Но его было не видно, а попытки позвать ни к чему не привели. «А может так и лучше. Если бы он сейчас пришёл и запрыгнул ко мне на руки, я бы снова ощутила новую волну боли. Ведь раньше одной рукой я гладила его, а второй — собаку. А теперь… Ох, ну опять! Нельзя об этом думать. Нужно хоть на пару секунд отвлечься. Хоть как-нибудь, иначе я точно расплачусь, и начнётся истерика, а потом меня уже ничего не остановит и закончится всё больницей».
Однако как отвлечься, я совершенно не представляла. «Может ужин приготовить и поесть?». Но этого совершенно не хотелось и мысли о еде вызвали отвращение. «Только хуже себе сделаю… Да и тяжело придётся, ведь некому будет бросить даже печеньку или что-нибудь вкусненькое… Значит, кухня отменяется. Может тогда телевизор включить?… Нет. Любой звук сейчас болезненно ударит по натянутым нервам… Попробовать почитать?… Не смогу сосредоточиться» — всё, что приходило в голову или раздражало, или напоминало об умершей собаке, и я снова всхлипнула. «Ладно, пойду хотя бы приму душ. После того, как копала яму, вся испачкалась и нужно смыть грязь» — решила я и поплелась к ванной комнате.
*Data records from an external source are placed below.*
PR #2285, opened 2022-04-08
Support for MSC2457 logout_devices param for setPassword()

hughns:
---

## ✨ Features
 * Support for MSC2457 logout_devices param for setPassword() ([\#2285](https://github.com/matrix-org/matrix-js-sdk/pull/2285)). Contributed by @hughns.

### DIFF
--- a/src/client.ts
+++ b/src/client.ts
@@ -7815,15 +7815,35 @@ export class MatrixClient extends TypedEventEmitter<EmittedEvents, ClientEventHa
      * Make a request to change your password.
      * @param {Object} authDict
      * @param {string} newPassword The new desired password.
+     * @param {boolean} logoutDevices Should all sessions be logged out after the password change. Defaults to true.
      * @param {module:client.callback} callback Optional.
      * @return {Promise} Resolves: TODO
      * @return {module:http-api.MatrixError} Rejects: with an error response.
      */
-    public setPassword(authDict: any, newPassword: string, callback?: Callback): Promise<any> { // TODO: Types
+    public setPassword(
+        authDict: any,
+        newPassword: string,
+        logoutDevices: boolean,
+        callback?: Callback
+        ): Promise<any>;
+    public setPassword(
+        authDict: any,
+        newPassword: string,
+        logoutDevices?: Callback | boolean,
+        callback?: Callback,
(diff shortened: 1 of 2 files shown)


src/client.ts
```diff
@@ -7815,15 +7815,35 @@ export class MatrixClient extends TypedEventEmitter<EmittedEvents, ClientEventHa
...
      * @return {Promise} Resolves: TODO
      * @return {module:http-api.MatrixError} Rejects: with an error response.
      */
-    public setPassword(authDict: any, newPassword: string, callback?: Callback): Promise<any> { // TODO: Types
+    public setPassword(
+        authDict: any,
+        newPassword: string,
+        logoutDevices: boolean,
+        callback?: Callback
+        ): Promise<any>;
```
t3chguy, line 7828:
```suggestion
        callback?: Callback,
    ): Promise<any>;
```

src/client.ts
```diff
@@ -7815,15 +7815,35 @@ export class MatrixClient extends TypedEventEmitter<EmittedEvents, ClientEventHa
...
+        newPassword: string,
+        logoutDevices?: Callback | boolean,
+        callback?: Callback,
+    ): Promise<any> { // TODO: Types
+        if (typeof logoutDevices !== 'boolean') {
+            logoutDevices = true;
+        }
+        if (typeof logoutDevices === 'function') {
+            callback = logoutDevices;
+        }
```
t3chguy, line 7840: I think these might be backwards, clobbering the callback to be `true` in the backwards compat case

t3chguy (changes requested):

src/client.ts
hughns: Well spotted, thank you.

t3chguy (approved):

t3chguy:
Optional: could we get test coverage over the backwards compatible signature?

hughns:
@t3chguy i added tests trying to follow existing patterns.

In doing so I noted that it would be better to make the default behaviour actually mimic the current behaviour. Specifically making it so that if the existing setPassword signature is used then the `logout_devices` param is not specified in the `POST` request.

t3chguy (approved):
:shipit:

PR #2286, opened 2022-04-08
Fix issues around echo & redaction handling in threads

t3chguy:
Fixes https://github.com/vector-im/element-web/issues/21716
Fixes https://github.com/vector-im/element-web/issues/21662
Fixes https://github.com/vector-im/element-web/issues/21711

---

### DIFF
--- a/spec/test-utils/test-utils.ts
+++ b/spec/test-utils/test-utils.ts
@@ -80,7 +80,7 @@ interface IEventOpts {
     redacts?: string;
 }
 
-let i = 1; // counter for events, easier for comparison of randomly generated events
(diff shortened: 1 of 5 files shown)


spec/test-utils/test-utils.ts
```diff
@@ -79,6 +80,7 @@ interface IEventOpts {
     redacts?: string;
 }
 
+let i = 1; // counter for events, easier for comparison of randomly generated events
```
turt2live, line 83: if it's going in global scope it should get a better name

turt2live (approved):
lgtm otherwise

PR #2287, opened 2022-04-08
Ignore `eslint --fix` formatting changes in git blame

MadLittleMods:
Ignore `eslint --fix` formatting changes in git blame

Docs: https://docs.github.com/en/repositories/working-with-files/using-files/viewing-a-file#ignore-commits-in-the-blame-view

## Dev notes

```
git log --all --grep='eslint'
```

---

### DIFF
--- a/.git-blame-ignore-revs
+++ b/.git-blame-ignore-revs
@@ -32,7 +32,7 @@ f4a7395e3a3751a1a8e92dd302c49175a3296ad2
 cee7f7a280a8c20bafc21c0a2911f60851f7a7ca
 # eslint --fix
 0fa9f7c6098822db1ae214f352fd1fe5c248b02c
-# eslint --fix for lots of whitespace
+# eslint --fix for lots of white-space
 5abf6b9f208801c5022a47023150b5846cb0b309
 # eslint --fix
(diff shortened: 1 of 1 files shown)


.git-blame-ignore-revs
```diff
@@ -0,0 +1,41 @@
...
+# Fix linting on tests
+cee7f7a280a8c20bafc21c0a2911f60851f7a7ca
+# eslint --fix
+0fa9f7c6098822db1ae214f352fd1fe5c248b02c
+# eslint --fix for lots of white-space
+5abf6b9f208801c5022a47023150b5846cb0b309
+# eslint --fix
+7ed65407e6cdf292ce3cf659310c68d19dcd52b2
+# Switch to ESLint from JSHint (Google eslint rules as a base)
+e057956ede9ad1a931ff8050c411aca7907e0394
```
MadLittleMods, line 40: I went through all of the entries for `git log --all --grep='eslint'` and added anything which was making formatting changes.

turt2live (approved):
I haven't checked the commits, but hopefully it's fine.

MadLittleMods:
Awesome! Just tried out the blame it led me straight to the commit instead of 4 different layers of cruft.

Thanks for the review and merge @turt2live 🦏

PR #2297, opened 2022-04-13
Add MatrixClient.doesServerSupportLogoutDevices() for MSC2457

hughns:
---

## ✨ Features
 * Add MatrixClient.doesServerSupportLogoutDevices() for MSC2457 ([\#2297](https://github.com/matrix-org/matrix-js-sdk/pull/2297)). Contributed by @hughns.

### DIFF
--- a/src/client.ts
+++ b/src/client.ts
@@ -6598,8 +6598,7 @@ export class MatrixClient extends TypedEventEmitter<EmittedEvents, ClientEventHa
      * @return {Promise<boolean>} true if server supports the `logout_devices` parameter
      */
     public async doesServerSupportLogoutDevices(): Promise<boolean> {
-        const response = await this.getVersions();
-        return response?.versions?.includes("r0.6.1");
+        return this.isVersionSupported("r0.6.1");
     }
 
     /**
--- a/src/client.ts
+++ b/src/client.ts
@@ -6594,6 +6594,15 @@ export class MatrixClient extends TypedEventEmitter<EmittedEvents, ClientEventHa
     }
 
     /**
+     * Query the server to see if it supports the MSC2457 `logout_devices` parameter when setting password
+     * @return {Promise<boolean>} true if server supports the `logout_devices` parameter
+     */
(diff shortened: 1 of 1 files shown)


t3chguy (approved):

t3chguy (changes requested):

turt2live:
out of interest, why are we adding more of these `doesServerSupportX` functions for things that are released? We should be able to do it inline at the code site rather than have a dedicated function.

t3chguy:
Multiple places call it, where you put the utility function might as well be js-sdk for re-use

t3chguy (approved):
:shipit:

turt2live:
it's quite questionable as a utility function even still, honestly. These functions make sense for unstable features, not for released things.

The check is also a bit awkward because it doesn't account for the fact that a server doesn't need to implement r0.6.1 but can implement v1.1 or v1.2. This isn't a problem unique to this change though, so won't require it being fixed here.

t3chguy:
> The check is also a bit awkward because it doesn't account for the fact that a server doesn't need to implement r0.6.1 but can implement v1.1 or v1.2. This isn't a problem unique to this change though, so won't require it being fixed here.

Agreed, even more reason for them to happen in js-sdk where they can be fixed holistically.

Though would be nice if they could be extracted from the MatrixClient into a separate Features class or similar to make this class less huge

hughns:
> 



> Multiple places call it, where you put the utility function might as well be js-sdk for re-use

Exactly + ...

What I actually wanted to check is whether version `>=r0.6.1` is supported. So that if a future server removed support for `r0.6.1` but continued to support `v1.1` then the function should still return `true`.

However, I didn't find such existing logic and so decided it would be better to leave the "flawed" version checking logic alongside the other "flawed" logic rather than strewn across the codebase (and without bloating my oneliner PR).

turt2live:
I would still argue that a purpose-built `doesServerSupportX` function is well over the top for the intended case here :p

hughns:
Haha. Like great minds adrift in the night.

PR #2298, opened 2022-04-13
Replace deprecated String.prototype.substr()

CommanderRoot:
[String.prototype.substr()](https://developer.mozilla.org/en-US/docs/Web/JavaScript/Reference/Global_Objects/String/substr) is deprecated so we replace it with [String.prototype.slice()](https://developer.mozilla.org/en-US/docs/Web/JavaScript/Reference/Global_Objects/String/slice) or [String.prototype.substring()](https://developer.mozilla.org/en-US/docs/Web/JavaScript/Reference/Global_Objects/String/substring) which work similarily but aren't deprecated.
.substr() probably isn't going away anytime soon but the change is trivial so it doesn't hurt to do it.

---

### DIFF
--- a/examples/node/app.js
+++ b/examples/node/app.js
@@ -341,7 +341,7 @@ function printLine(event) {
 
     var maxNameWidth = 15;
     if (name.length > maxNameWidth) {
-        name = name.substr(0, maxNameWidth-1) + "\u2026";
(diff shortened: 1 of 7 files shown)


turt2live (approved):
Thanks!

PR #2299, opened 2022-04-14
Timeline needs to refresh when we see a MSC2716 marker event 

MadLittleMods:
Inform the client that historical messages were imported in the timeline and they should refresh the timeline in order to see the new events.

Companion `matrix-react-sdk` PR: https://github.com/matrix-org/matrix-react-sdk/pull/8354

The `marker` events are being used as state now because this way they can't be lost in a timeline gap. Regardless of when they were sent, we will still have the latest version of the state to compare against. Any time we see our latest state value change for marker events, prompt the user that the timeline needs to refresh.

> In a [sync meeting with @ara4n](https://docs.google.com/document/d/1KCEmpnGr4J-I8EeaVQ8QJZKBDu53ViI7V62y5BzfXr0/edit#bookmark=id.67nio1ka8znc), we came up with the idea to make the `marker` events as state events. When the client sees that the `m.room.marker` state changed to a different event ID, it can throw away all of the timeline and re-fetch as needed.
>
> For homeservers where the [same problem](https://github.com/matrix-org/matrix-doc/pull/2716#discussion_r782499674) can happen, we probably don't want to throw away the whole timeline but it can go up the `unsigned.replaces_state` chain of the `m.room.marker` state events to get them all.
>
> In terms of state performance, there could be thousands of `marker` events in a room but it's no different than room members joining and leaving over and over like an IRC room.
>
> *-- https://github.com/matrix-org/matrix-spec-proposals/pull/2716#discussion_r782629097*

### Why are we just setting `timlineNeedsRefresh` (and [prompting the user](https://github.com/matrix-org/matrix-react-sdk/pull/8354)) instead of automatically refreshing the timeline for the user?

If we refreshed the timeline automatically, someone could cause your Element client to constantly refresh the timeline by just sending marker events over and over. Granted, you probably want to leave a room like this 🤷. Perhaps also some sort of DOS vector since everyone will be refreshing and hitting the server at the exact same time.

In order to avoid the timeline maybe going blank during the refresh, we could re-fetch the new events first, then replace the timeline. But the points above still stand on why we shouldn't.

## Todo

 - [x] Add tests
 - [x] Add tests for `refreshLiveTimeline`
    - Added as e2e tests in https://github.com/matrix-org/matrix-react-sdk/pull/8354
 - [x] Add method to refresh the timeline to use in https://github.com/matrix-org/matrix-react-sdk/pull/8303#discussion_r848999579

## Dev notes

```
yarn jest spec/integ/matrix-client-syncing.spec.js --silent=false --verbose=false
```

---

```js
        Error.stackTraceLimit = Infinity;
        console.log(`setStateEvents timelineWasEmpty=${markerFoundOptions && markerFoundOptions.timelineWasEmpty} stateEvents:\n`, stateEvents.map((ev) => {
            return `\t${ev.getType()} ${ev.getId()}`;
        }).join('\n'), new Error().stack);
```

---

Functions with overloads:

```
eventTimelineset.addLiveEvent
eventTimelineSet.addEventToTimeline
eventTimeline.addEvent
room.addLiveEvent
room.addLiveEvents
```

---

```
room.resetLiveTimeline(null, null);
```

```
addEventsToTimeline
addEventToTimeline
addLiveEvent

resetLiveTimeline

resetAllTimelines

removeFilteredTimelineSet


syncFromCache
processSyncResponse
processRoomEvents
room.addLiveEvents


sessionStore


processSyncResponse
processRoomEvents
initialiseState
setStateEvents

load
getEventTimeline
initialiseState
setStateEvents
```

```
hasSyncedBefore
getSyncState()
```

```js
function serializeDebugInfoFromTimelineSets(timelineSets): { [key: string]: string[] }[] {
    const serializedEventIdsInTimelineSet = timelineSets.map((timelineSet) => {
        const timelineMap = {};

        const timelines = timelineSet.getTimelines();
        const liveTimeline = timelineSet.getLiveTimeline();

        timelines.forEach((timeline, index) => {
            const forwardPaginationToken = timeline.getPaginationToken(EventTimeline.FORWARDS);
            const backwardPaginationToken = timeline.getPaginationToken(EventTimeline.BACKWARDS);

            // Add a special label when it is the live timeline so we can tell
            // it apart from the others
            const isLiveTimeline = timeline === liveTimeline;
            const paginationString = `--f=${forwardPaginationToken}--b=${backwardPaginationToken}`;
            timelineMap[isLiveTimeline ? `${index}-${timeline.toString()}--liveTimeline${paginationString}` : `${index}-${timeline.toString()}${paginationString}`] = timeline.getEvents().map(ev => ev.getId());
        });

        return timelineMap;
    });

    return serializedEventIdsInTimelineSet;
}

console.log('refresh timeline serializeDebugInfoFromTimelineSets', serializeDebugInfoFromTimelineSets(this.timelineSets));
```

---

## ✨ Features
 * Timeline needs to refresh when we see a MSC2716 marker event  ([\#2299](https://github.com/matrix-org/matrix-js-sdk/pull/2299)). Contributed by @MadLittleMods.


src/sync.ts
```diff
@@ -251,6 +264,92 @@ export class SyncApi {
...
+        // timeline or not. The problem is we can't see the prev_events of
+        // the base insertion event that the marker was pointing to because
+        // prev_events aren't available in the client API's. In most cases,
+        // the history won't be in people's locally cached timelines in the
+        // client, so we don't need to bother everyone about refreshing
+        // their timeline. This works for a v1 though and there are use
+        // cases like initially bootstrapping your bridged room where people
+        // are likely to encounter the historical messages affecting their
+        // current timeline (think someone signing up for Beeper and
+        // importing their Whatsapp history).
```
MadLittleMods, line 338: Ideas welcome ^

src/models/event-timeline-set.ts
```diff
@@ -56,6 +56,40 @@ export interface IRoomTimelineData {
...
+    fromCache?: boolean;
+    /** The state events to reconcile metadata from */
+    roomState?: RoomState;
+    /** Whether the timeline was empty before the marker arrived in
+     *  the room. This could be happen in a variety of cases:
+     *  1. From the initial sync
+     *  2. It's the first state we're seeing after joining the room
+     *  3. Or whether it's coming from `syncFromCache` */
+    timelineWasEmpty?: boolean;
+}
```
MadLittleMods, line 77: Instead of dealing with unwieldy long function signatures with unlabeled and optional arguments in the usage, I've refactored some of these into option objects now that I am adding yet another `boolean` here (adding `fromInitialState`).

Before:

```js
room.addLiveEvents(mainTimelineEvents, null, fromCache, timelineWasEmpty);
```

After:

```js
room.addLiveEvents(mainTimelineEvents, {
    fromCache,
    fromInitialState: timelineWasEmpty
});
```

Is it acceptable to make the refactor? Do we have any external API consumers that rely on those function signatures not changing?

If necessary, this refactor can be split out to another PR with some effort.

src/sync.ts
```diff
@@ -251,6 +264,92 @@ export class SyncApi {
...
+     * @param {Room} room The room where the marker event was sent
+     * @param {MatrixEvent} markerEvent The new marker event
+     * @param {ISetStateOptions} setStateOptions When `timelineWasEmpty` is set
+     * as `true`, the given marker event will be ignored
+    */
+    private onMarkerStateEvent(
+        room: Room,
+        markerEvent: MatrixEvent,
+        { timelineWasEmpty }: IMarkerFoundOptions = {},
+    ): void {
```
MadLittleMods, line 283: Calling out one of the main points of interest in the PR (new logic)

src/models/room-state.ts
```diff
@@ -401,6 +415,8 @@ export class RoomState extends TypedEventEmitter<EmittedEvents, EventHandlerMap>
 
                 // assume all our sentinels are now out-of-date
                 this.sentinels = {};
+            } else if (event.getType() === EventType.Marker) {
+                this.emit(RoomStateEvent.Marker, event, markerFoundOptions);
```
MadLittleMods, line 419: When we see a new marker state event, emit an event so we can listen for it in `sync.ts` -> `onMarkerStateEvent` and see whether we need to refresh the timeline

src/@types/event.ts
```diff
@@ -33,6 +33,7 @@ export enum EventType {
     RoomGuestAccess = "m.room.guest_access",
     RoomServerAcl = "m.room.server_acl",
     RoomTombstone = "m.room.tombstone",
+    Marker = "org.matrix.msc2716.marker", // MSC2716
```
t3chguy, line 36: This should be using UnstableValue

src/models/event-timeline-set.ts
t3chguy: > Is it acceptable to make the refactor? Do we have any external API consumers that rely on those function signatures not changing?

Yes we do, this is a library used by more than just Element, so this would be a breaking change so please mark it as such (via the issue label) so the release process knows to bump the version. Or better yet, make it backwards compatible via an overload.

src/models/event-timeline-set.ts
```diff
@@ -56,6 +56,41 @@ export interface IRoomTimelineData {
...
+
+export interface IAddEventToTimelineOptions {
+    /** Whether to insert the new event at the start of the timeline */
+    toStartOfTimeline: boolean;
```
MadLittleMods, line 81: `toStartOfTimeline` is ambiguous to what the start is. The timeline could be in chronological or reverse chronological order.

We should clarify whether this adds to the most recent side or the oldest side.

MadLittleMods: It looks like a timeline is in chronological order with the most recent events being at the end.

`toStartOfTimeline` adds to the beginning of the list (index `0`) where the oldest events are.

src/models/event-timeline-set.ts
MadLittleMods: > Or better yet, make it backwards compatible via an overload.

Added some overloads 👍 but it would be good to make sure these get a second set of eyes to make sure these look sane 👀

```
eventTimelineset.addLiveEvent
eventTimelineSet.addEventToTimeline
eventTimeline.addEvent
room.addLiveEvent
room.addLiveEvents
```

src/models/room.ts
```diff
@@ -904,6 +929,71 @@ export class Room extends TypedEventEmitter<EmittedEvents, RoomEventHandlerMap>
...
+        // available
+        this.fixUpLegacyTimelineFields();
+
+        // The timeline has now been refreshed ✅
+        this.setTimelineNeedsRefresh(false);
+
+        // Emit an event which clients can react to and re-load the timeline
+        // from the SDK
+        this.emit(RoomEvent.TimelineRefresh, this, timelineSet);
+    }
```
MadLittleMods, line 995: What's a decent way to test this? I could write something in the room specs but it would just be asserting a bunch of internal structures which guarantees nothing to how it will behave in a client like Element. (Like checking that the `timelineSet` only holds the new timeline we constructed, has the correct forward pagination token, set as the live timeline, `room.timelineNeedsRefresh = true`, and that it emits events).

Could this be covered by an e2e test in another repo? (see https://github.com/matrix-org/matrix-react-sdk/pull/8354#discussion_r852588155)

src/models/room.ts
```diff
@@ -164,6 +165,8 @@ export enum RoomEvent {
     LocalEchoUpdated = "Room.localEchoUpdated",
     Timeline = "Room.timeline",
     TimelineReset = "Room.timelineReset",
+    TimelineRefresh = "Room.TimelineRefresh",
+    historyImportedWithinTimeline = "Room.historyImportedWithinTimeline",
```
t3chguy, line 169: UpperCamelCase to match please.

src/models/event-timeline-set.ts
```diff
@@ -581,20 +658,46 @@ export class EventTimelineSet extends TypedEventEmitter<EmittedEvents, EventTime
...
-     * @param {boolean} fromCache whether the sync response came from cache
+     * @param {IAddEventToTimelineOptions} options addEventToTimeline options
      *
      * @fires module:client~MatrixClient#event:"Room.timeline"
      */
     public addEventToTimeline(
         event: MatrixEvent,
         timeline: EventTimeline,
         toStartOfTimeline: boolean,
+        fromCache?,
```
t3chguy, line 669: type?

src/models/event-timeline-set.ts
```diff
@@ -581,20 +658,46 @@ export class EventTimelineSet extends TypedEventEmitter<EmittedEvents, EventTime
...
+    public addEventToTimeline(
+        event: MatrixEvent,
+        timeline: EventTimeline,
+        toStartOfTimelineOrOpts: boolean | IAddEventToTimelineOptions,
         fromCache = false,
         roomState?: RoomState,
-    ) {
+    ): void {
+        let toStartOfTimeline = !!toStartOfTimelineOrOpts;
+        let timelineWasEmpty;
```
t3chguy, line 690: type?

src/models/event-timeline-set.ts
```diff
@@ -523,16 +571,40 @@ export class EventTimelineSet extends TypedEventEmitter<EmittedEvents, EventTime
...
+        }: IAddLiveEventOptions,
+    ): void;
+    public addLiveEvent(
+        event: MatrixEvent,
+        duplicateStrategyOrOpts?: DuplicateStrategy | IAddLiveEventOptions,
         fromCache = false,
         roomState?: RoomState,
     ): void {
+        let duplicateStrategy = duplicateStrategyOrOpts as DuplicateStrategy || DuplicateStrategy.Ignore;
+        let timelineWasEmpty;
```
t3chguy, line 599: type?

src/models/event-timeline.ts
```diff
@@ -345,24 +373,49 @@ export class EventTimeline {
...
+            timelineWasEmpty,
+        }: IAddEventOptions,
+    ): void;
+    public addEvent(
+        event: MatrixEvent,
+        toStartOfTimelineOrOpts: boolean | IAddEventOptions,
+        roomState?: RoomState,
+    ): void {
+        let toStartOfTimeline = !!toStartOfTimelineOrOpts;
+        let timelineWasEmpty;
```
t3chguy, line 397: type?

src/models/room-state.ts
```diff
@@ -405,6 +419,8 @@ export class RoomState extends TypedEventEmitter<EmittedEvents, EventHandlerMap>
 
                 // assume all our sentinels are now out-of-date
                 this.sentinels = {};
+            } else if (event.getType() === UNSTABLE_MSC2716_MARKER.name) {
```
t3chguy, line 422:
```suggestion
            } else if (UNSTABLE_MSC2716_MARKER.matches(event.getType())) {
```

src/models/room.ts
```diff
@@ -904,6 +929,71 @@ export class Room extends TypedEventEmitter<EmittedEvents, RoomEventHandlerMap>
...
+        // and doesn't ignore the room events we emit because it checks that the
+        // `timelineSet` references are the same. We need the `timelineSet`
+        // empty so that the `client.getEventTimeline(...)` call later, will
+        // call `/context` and create a new timeline instead of returning the
+        // same one.
+        this.resetLiveTimeline(null, null);
+
+        // Get a reference to the emptied out `timelineSet`
+        //
+        // TODO: Do we want to use `this.getLiveTimeline().getTimelineSet()`
```
t3chguy, line 967: Needs resolving

src/models/room.ts
```diff
@@ -904,6 +929,71 @@ export class Room extends TypedEventEmitter<EmittedEvents, RoomEventHandlerMap>
...
+        // Use `client.getEventTimeline(...)` to construct a new timeline from a
+        // `/context` response state and events for the most recent event before
+        // we reset everything. The `timelineSet` we pass in needs to be empty
+        // in order for this function to call `/context` and generate a new
+        // timeline.
+        const newTimeline = await this.client.getEventTimeline(timelineSet, mostRecentEventInTimeline.getId());
+        // Set the pagination token back to the live sync token instead of using
+        // the `/context` historical token so that it matches the next response
+        // from `/sync` and we can properly continue the timeline.
+        newTimeline.setPaginationToken(forwardPaginationToken, EventTimeline.FORWARDS);
```
t3chguy, line 980: This seems like it could be problematic, by mixing pagination tokens between timelines you're basically acknowledging that events may be missing or duplicated due to race issues between /sync and /context

src/models/room.ts
```diff
@@ -2174,18 +2325,27 @@ export class Room extends TypedEventEmitter<EmittedEvents, RoomEventHandlerMap>
...
-    public addLiveEvents(events: MatrixEvent[], duplicateStrategy?: DuplicateStrategy, fromCache = false): void {
+    public addLiveEvents(events: MatrixEvent[], duplicateStrategy?: DuplicateStrategy, fromCache?: boolean): void;
+    public addLiveEvents(events: MatrixEvent[], addLiveEventOptions?: IAddLiveEventOptions): void;
+    public addLiveEvents(
+        events: MatrixEvent[],
+        duplicateStrategyOrOpts?: DuplicateStrategy | IAddLiveEventOptions,
+        fromCache = false,
+    ): void {
+        let duplicateStrategy = duplicateStrategyOrOpts as (DuplicateStrategy | null);
+        let timelineWasEmpty;
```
PR #2301, opened 2022-04-14
fix getUrlPreview typeError

skyka13711:
When using a strict mod, this line causes a typeError

https://developer.mozilla.org/en-US/docs/Web/JavaScript/Reference/Errors/Read-only

---


t3chguy (changes requested):
https://developer.mozilla.org/en-US/docs/Web/API/URL/hash does not document it to be read-only. Neither does https://url.spec.whatwg.org/#dom-url-hash

t3chguy:
Closing as a non-issue per the MDN doc, if you have a more complete example for why this is useful do let us know

PR #3517, opened 2023-06-27
Stop running jest in parallel in integ tests

richvdh:
... it makes the output impossible to understand.

---

### DIFF
--- a/spec/integ/matrix-client-syncing.spec.ts
+++ b/spec/integ/matrix-client-syncing.spec.ts
@@ -1990,5 +1990,8 @@ describe("MatrixClient syncing (IndexedDB version)", () => {
         idbHttpBackend.verifyNoOutstandingExpectation();
         await idbClient.stopClient();
         await idbHttpBackend.stop();
+
+        // force a save to indexeddb to make sure that we don't have any saves in flight when the test completes.
+        await idbClient.store.save(true);
     });
 });
--- a/.github/workflows/tests.yml
+++ b/.github/workflows/tests.yml
@@ -36,8 +36,12 @@ jobs:
               if: matrix.specs == 'browserify'
               run: "yarn build"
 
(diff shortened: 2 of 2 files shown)


spec/integ/matrix-client-syncing.spec.ts
```diff
@@ -1990,5 +1990,8 @@ describe("MatrixClient syncing (IndexedDB version)", () => {
         idbHttpBackend.verifyNoOutstandingExpectation();
         await idbClient.stopClient();
         await idbHttpBackend.stop();
+
+        // force a save to indexeddb to make sure that we don't have any saves in flight when the test completes.
+        await idbClient.store.save(true);
```
richvdh, line 1995: once we limit jest to one worker, it realises that something is logging after shutdown, and complains about it. This makes sure that the test cleans up properly.

t3chguy (changes requested):
This goes directly against one of the goals of the Web Weekly [Reduce time required to run tests](https://github.com/vector-im/element-web/issues/21971) so needs discussion there

richvdh:
> This goes directly against one of the goals of the Web Weekly [Reduce time required to run tests](https://github.com/vector-im/element-web/issues/21971) so needs discussion there

I don't think it makes any difference. Compare https://github.com/matrix-org/matrix-js-sdk/actions/runs/5389744563/jobs/9784333178?pr=3517 *with* this PR (1m53s) with https://github.com/matrix-org/matrix-js-sdk/actions/runs/5389733941/jobs/9784477473?pr=3521 without it (1m49s)

t3chguy:
That's a 3.7% increase in time, which whilst we have few tests is negligible, but if we grow our number of tests we'd end up wanting to revert this, I don't think its the right approach personally. Happy to be overriden. -0 for me

richvdh:
closing this for now due to general lack of consensus. I may reopen in future if it continues to grind my gears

Водные процедуры не принесли облегчения, а как назло ещё больше напомнили об умершем любимчике. «Он так любил купаться… И так комично фыркал всегда, а потом выбегая с ванны обтряхивался и приходилось заново мыть пол… А теперь этого не будет…» — тоскливо пронеслось в голове и я направилась в спальню, чувствуя, что сил больше нет. Сейчас хотелось одного — лечь и больше никогда не двигаться.
Идя по коридору, я поймала себя на мысли, что прислушиваюсь к звукам и хочу сейчас услышать, как сзади, ступая по ламинату и цокая когтями, за мной идёт пёс, но в квартире было настолько тихо, что самой захотелось завыть.
В спальне, даже не высушив волосы, я забралась под одеяло, чувствуя, что меня уже знобит от боли, цепко засевшей в груди, а потом не выдержала и разрыдалась. «Ну и пусть попаду в больницу… Пусть! Может, вообще умру, и больше не будет этих мучений! Я должна выплакать свою боль, иначе сойду с ума! Что это вообще за жизнь такая, в которой необходимо себя во всём ограничивать? Это не жизнь, а мука!» — плача навзрыд, подумала я и уткнулась в подушку.